Le bourgeois gentilhomme (Il borghese gentiluomo) di Molière ha attirato, nei secoli, l’interesse di molti musicisti. Innanzitutto Jean Baptiste Lully che compone le musiche di scena e le coreografie per la prima rappresentazione del 1670. E poi, due secoli e mezzo più tardi, Richard Strauss che nel 1920 scrive una suite per una messa inscena novecentesca della comèdie-ballet originale. Questi due capolavori costituiscono la materia dello spettacolo Il Borghese gentiluomo in musica “Altro non è la Pazzia che Malinconia”. Monsieur Molière e Monsieur Lully alla corte del Gran Muftì. In palcoscenico sono schierate due diverse orchestre, una formata da strumenti barocchi e diretta da Gabriele Raspanti, I Musici Malatestiani, l’altra costituita invece da strumenti moderni e guidata da Paolo Chiavacci, l’Ensemble “Metamorphosen”.

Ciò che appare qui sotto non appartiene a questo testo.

Issue #4294, opened 2026-01-06
Implement `valid_period` extension


alejoe91:
We need an extension to annotate units with valid periods. 
The extension data is quite simple:
- a list of [`start_frame`, `end_frame`] for each unit
- list of list if multi-segment

alejoe91:
@samuelgarcia suggests a structured array with:

(`segment_index`, `unit_index`, `start_frame`, `end_frame`)

which is great because it is a numpy array and it's automatically handled by the BaseExtensions

PR #4299, opened 2026-01-06
Valid unit periods extension

m-beau:
Implements #4294

- [x] Add widget

### DIFF
--- a/src/spikeinterface/core/basesorting.py
+++ b/src/spikeinterface/core/basesorting.py
@@ -766,10 +766,6 @@ class BaseSorting(BaseExtractor):
             if len(sample_indices) > 0:
                 sample_indices = np.concatenate(sample_indices, dtype="int64")
                 unit_indices = np.concatenate(unit_indices, dtype="int64")
-                order = np.argsort(sample_indices)
-                sample_indices = sample_indices[order]
-                unit_indices = unit_indices[order]
-
                 n = sample_indices.size
                 segment_slices[segment_index, 0] = seg_pos
                 segment_slices[segment_index, 1] = seg_pos + n
@@ -783,7 +779,9 @@ class BaseSorting(BaseExtractor):
             spikes_in_seg["unit_index"] = unit_indices
             spikes_in_seg["segment_index"] = segment_index
             spikes.append(spikes_in_seg)
+
         spikes = np.concatenate(spikes)
+        spikes = spikes[np.lexsort((spikes["unit_index"], spikes["sample_index"], spikes["segment_index"]))]
 
         self._cached_spike_vector = spikes
         self._cached_spike_vector_segment_slices = segment_slices
--- a/src/spikeinterface/core/generate.py
+++ b/src/spikeinterface/core/generate.py
@@ -174,7 +174,7 @@ def generate_sorting(
             spikes.append(spikes_on_borders)
 
     spikes = np.concatenate(spikes)
-    spikes = spikes[np.lexsort((spikes["sample_index"], spikes["segment_index"]))]
+    spikes = spikes[np.lexsort((spikes["unit_index"], spikes["sample_index"], spikes["segment_index"]))]
 
     sorting = NumpySorting(spikes, sampling_frequency, unit_ids)
 
--- a/src/spikeinterface/core/testing.py
+++ b/src/spikeinterface/core/testing.py
@@ -112,30 +112,20 @@ def check_sortings_equal(
 
     max_spike_index = SX1.to_spike_vector()["sample_index"].max()
 
-    # TODO for later  use to_spike_vector() to do this without looping
-    for segment_idx in range(SX1.get_num_segments()):
-        # get_unit_ids
-        ids1 = np.sort(np.array(SX1.get_unit_ids()))
-        ids2 = np.sort(np.array(SX2.get_unit_ids()))
-        assert_array_equal(ids1, ids2)
-        for id in ids1:
-            train1 = np.sort(SX1.get_unit_spike_train(id, segment_index=segment_idx))
-            train2 = np.sort(SX2.get_unit_spike_train(id, segment_index=segment_idx))
-            assert np.array_equal(train1, train2)
-            train1 = np.sort(SX1.get_unit_spike_train(id, segment_index=segment_idx, start_frame=30))
-            train2 = np.sort(SX2.get_unit_spike_train(id, segment_index=segment_idx, start_frame=30))
-            assert np.array_equal(train1, train2)
-            # test that slicing works correctly
-            train1 = np.sort(SX1.get_unit_spike_train(id, segment_index=segment_idx, end_frame=max_spike_index - 30))
-            train2 = np.sort(SX2.get_unit_spike_train(id, segment_index=segment_idx, end_frame=max_spike_index - 30))
-            assert np.array_equal(train1, train2)
-            train1 = np.sort(
-                SX1.get_unit_spike_train(id, segment_index=segment_idx, start_frame=30, end_frame=max_spike_index - 30)
-            )
-            train2 = np.sort(
-                SX2.get_unit_spike_train(id, segment_index=segment_idx, start_frame=30, end_frame=max_spike_index - 30)
-            )
-            assert np.array_equal(train1, train2)
+    s1 = SX1.to_spike_vector()
+    s2 = SX2.to_spike_vector()
+    assert_array_equal(s1, s2)
+
+    for start_frame, end_frame in [
+        (None, None),
+        (30, None),
+        (None, max_spike_index - 30),
+        (30, max_spike_index - 30),
+    ]:
+
+        slice1 = _slice_spikes(s1, start_frame, end_frame)
+        slice2 = _slice_spikes(s2, start_frame, end_frame)
+        assert np.array_equal(slice1, slice2)
 
     if check_annotations:
         check_extractor_annotations_equal(SX1, SX2)
@@ -155,3 +145,16 @@ def check_extractor_properties_equal(EX1, EX2) -> None:
 
     for property_name in EX1.get_property_keys():
         assert_array_equal(EX1.get_property(property_name), EX2.get_property(property_name))
+
+
+def _slice_spikes(spikes, start_frame=None, end_frame=None):
+    sample_indices = spikes["sample_index"]
+    if len(sample_indices) == 0:
+        return spikes[:0]
+    if start_frame is None:
+        start_frame = sample_indices[0]
+    if end_frame is None:
+        end_frame = sample_indices[-1] + 1
+    start_idx, end_idx = np.searchsorted(sample_indices, [start_frame, end_frame + 1], side="left")
+
+    return spikes[start_idx:end_idx]
--- a/src/spikeinterface/core/zarrextractors.py
+++ b/src/spikeinterface/core/zarrextractors.py
@@ -295,6 +295,8 @@ class ZarrSortingExtractor(BaseSorting):
         spikes["unit_index"] = spikes_group["unit_index"][:]
         for i, (start, end) in enumerate(segment_slices_list):
             spikes["segment_index"][start:end] = i
+        spikes = spikes[np.lexsort((spikes["unit_index"], spikes["sample_index"], spikes["segment_index"]))]
+        self._cached_spike_vector = spikes
 
         for segment_index in range(num_segments):
             soring_segment = SpikeVectorSortingSegment(spikes, segment_index, unit_ids)


alejoe91:
Depends on #4302

alejoe91:
@m-beau @samuelgarcia the parallelization makes it extremely fast. I slightly refactored the misc_metrics so I can directly call the low-level functions. Now computing good periods for a full 1 hour NP probe takes a minute or so :)

The cool trick is that we can compute all fp/fn values for all chunks (a chunk is unit+segment+period) and filter it all at once with thresholds. This simplifies the logic a lot! Take a look, for me this is ready to review.

I also tested the relative period mode and it works very well!

@m-beau I changed some defaults and naming to something that I think is a bit less strict, but not too much

src/spikeinterface/postprocessing/good_periods_per_unit.py
```diff
@@ -0,0 +1,546 @@
...
+from spikeinterface.metrics.spiketrain import compute_firing_rates
+
+numba_spec = importlib.util.find_spec("numba")
+if numba_spec is not None:
+    HAVE_NUMBA = True
+else:
+    HAVE_NUMBA = False
+
+
+class ComputeGoodPeriodsPerUnit(AnalyzerExtension):
```
samuelgarcia: I pretty bad for english but my first react is "good" could be replace by "valid" for a clearer semantic no ?

src/spikeinterface/postprocessing/good_periods_per_unit.py
```diff
@@ -0,0 +1,546 @@
...
+                        user_defined_periods[:, 1:3],
+                    )
+                )
+            # Cast user defined periods to unit_period_dtype
+            user_defined_periods_typed = np.zeros(user_defined_periods.shape[0], dtype=unit_period_dtype)
+            user_defined_periods_typed["unit_index"] = user_defined_periods[:, 0]
+            user_defined_periods_typed["segment_index"] = user_defined_periods[:, 1]
+            user_defined_periods_typed["start_sample_index"] = user_defined_periods[:, 2]
+            user_defined_periods_typed["end_sample_index"] = user_defined_periods[:, 3]
+            user_defined_periods = user_defined_periods_typed
```
samuelgarcia: I guess that 
```suggestion
            user_defined_periods_typed = np.frombuffer(user_defined_periods, dtype=unit_period_dtype)
```
could works because it is only int64 (but less explcit)

src/spikeinterface/postprocessing/good_periods_per_unit.py
```diff
@@ -0,0 +1,546 @@
...
+        params = dict(
+            method=method,
+            period_duration_s_absolute=period_duration_s_absolute,
+            period_target_num_spikes=period_target_num_spikes,
+            period_mode=period_mode,
+            fp_threshold=fp_threshold,
+            fn_threshold=fn_threshold,
+            minimum_n_spikes=minimum_n_spikes,
+            minimum_valid_period_duration=minimum_valid_period_duration,
+            user_defined_periods=user_defined_periods,
```
samuelgarcia: @alejoe91 
This could lead to a big json file no ?

src/spikeinterface/postprocessing/good_periods_per_unit.py
```diff
@@ -0,0 +1,546 @@
...
+        return params
+
+    def _select_extension_data(self, unit_ids):
+        new_extension_data = self.data
+        return new_extension_data
+
+    def _merge_extension_data(
+        self, merge_unit_groups, new_unit_ids, new_sorting_analyzer, censor_ms=None, verbose=False, **job_kwargs
+    ):
+        new_extension_data = self.data
```
samuelgarcia: I guess for this we should decide the rules of merging valid period.
intersection or union or period pre merging ?

samuelgarcia: Or remove.

src/spikeinterface/postprocessing/good_periods_per_unit.py
```diff
@@ -0,0 +1,546 @@
...
+        return new_extension_data
+
+    def _split_extension_data(self, split_units, new_unit_ids, new_sorting_analyzer, verbose=False, **job_kwargs):
+        new_extension_data = self.data
+        return new_extension_data
```
samuelgarcia: same here what do we want for period after a split ?
maybe remove period of this units no ?

src/spikeinterface/postprocessing/good_periods_per_unit.py
```diff
@@ -0,0 +1,546 @@
...
+        -------
+        numpy.ndarray | list
+            The periods in numpy or dictionary by unit format, depending on `outputs`.
+            If "numpy", returns an array of dtype unit_period_dtype with columns:
+            unit_index, segment_index, start_sample_index, end_sample_index.
+            If "by_unit", returns a list (per segment) of dictionaries mapping unit IDs to lists of
+            (start_sample_index, end_sample_index) tuples.
+        """
+        if outputs == "numpy":
+            good_periods = self.data["good_periods_per_unit"]
```
samuelgarcia: maybe a copy for safety no ?

src/spikeinterface/postprocessing/good_periods_per_unit.py
```diff
@@ -0,0 +1,546 @@
...
+                )
+                periods_for_unit = np.zeros(len(starts_ends), dtype=unit_period_dtype)
+                for i, (start, end) in enumerate(starts_ends):
+                    subperiod = np.zeros((1,), dtype=unit_period_dtype)
+                    subperiod["segment_index"] = segment_index
+                    subperiod["start_sample_index"] = start
+                    subperiod["end_sample_index"] = end
+                    subperiod["unit_index"] = unit_index
+                    periods_for_unit[i] = subperiod
+                all_subperiods = np.concatenate((all_subperiods, periods_for_unit), axis=0)
```
samuelgarcia: I think this is better to make a final concatenate at the end of the loop and magaing this with list.
This avoid too much memory allocation

samuelgarcia:
This looks cool.

Could we make a very simple matplotlib widgets for this new extension ? (in addtion to sigui f course)
having matplot is good for tutorial.

src/spikeinterface/postprocessing/good_periods_per_unit.py
alejoe91: That was my suggestion too! I like it better as well :)

alejoe91: That was my suggestion too! I like it better as well :)

src/spikeinterface/postprocessing/good_periods_per_unit.py
alejoe91: Very good point! We still have to add tests for the external periods, but what we could do is set it as a `self.user_defined_period` and pop in from the dict in self params, so they are not set in the JSON but the run function can still use it.

src/spikeinterface/postprocessing/good_periods_per_unit.py
alejoe91: This is still a TODO

src/spikeinterface/postprocessing/good_periods_per_unit.py
alejoe91: same here. Probably we want to recompute?

alejoe91:
Yes, I'll add some TODO's to the PR description so we keep track of it.

src/spikeinterface/metrics/quality/misc_metrics.py
```diff
@@ -332,16 +344,21 @@ def compute_refrac_period_violations(
         return None
 
     sorting = sorting_analyzer.sorting
-    fs = sorting_analyzer.sampling_frequency
-    num_units = len(sorting_analyzer.unit_ids)
-    num_segments = sorting_analyzer.get_num_segments()
+    sorting = sorting.select_periods(periods=periods)
+
+    # TODO: in case of periods, should we use total samples only in provided periods?
+    total_samples = sorting_analyzer.get_total_samples()
```
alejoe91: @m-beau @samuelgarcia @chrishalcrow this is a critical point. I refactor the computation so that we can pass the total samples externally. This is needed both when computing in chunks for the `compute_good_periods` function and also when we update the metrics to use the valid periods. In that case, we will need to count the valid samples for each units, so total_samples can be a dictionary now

I due ensemble eseguono, in alternanza, otto frammenti tratti dalle due partiture. Tra un brano e l’altro vengono messi in scena quattro dialoghi immaginari tra Molière, interpretato da Gabriele Marchesini, e Lully, interpretato da Emanuele Marchesini, e altrettanti monologhi in cui lo stesso Molière riflette sulla propria esistenza, sul senso del teatro, sul conflitto tra musica, danza e parola e sul carattere dei propri personaggi. Il testo è di Guido Barbieri.

Il perno intorno al quale ruota la mise en scene è Le bourgeois gentilhomme, la comédie-ballet scritta nel 1670 da Molière per Luigi XIV, il Re Sole, e per la quale Jean Baptiste Lully, allora sovrintendente musicale di corte, compone le musiche di scena e le coreografie. Protagonista è il personaggio di Monsieur Jourdain, un ricco e ingenuo mercante parigino che sperpera il proprio patrimonio per vivere e comportarsi come un perfetto gentiluomo, acquisendo le virtù dell’amata e ammirata nobiltà. Duecentocinquant’anni dopo Lully, anche un altro compositore viene attratto irresistibilmente dalla carica grottesca e parodistica del testo di Molière: Richard Strauss nel 1920 compone una suite di musiche strumentali intitolata, in tedesco, Das Bürger als Edelmann.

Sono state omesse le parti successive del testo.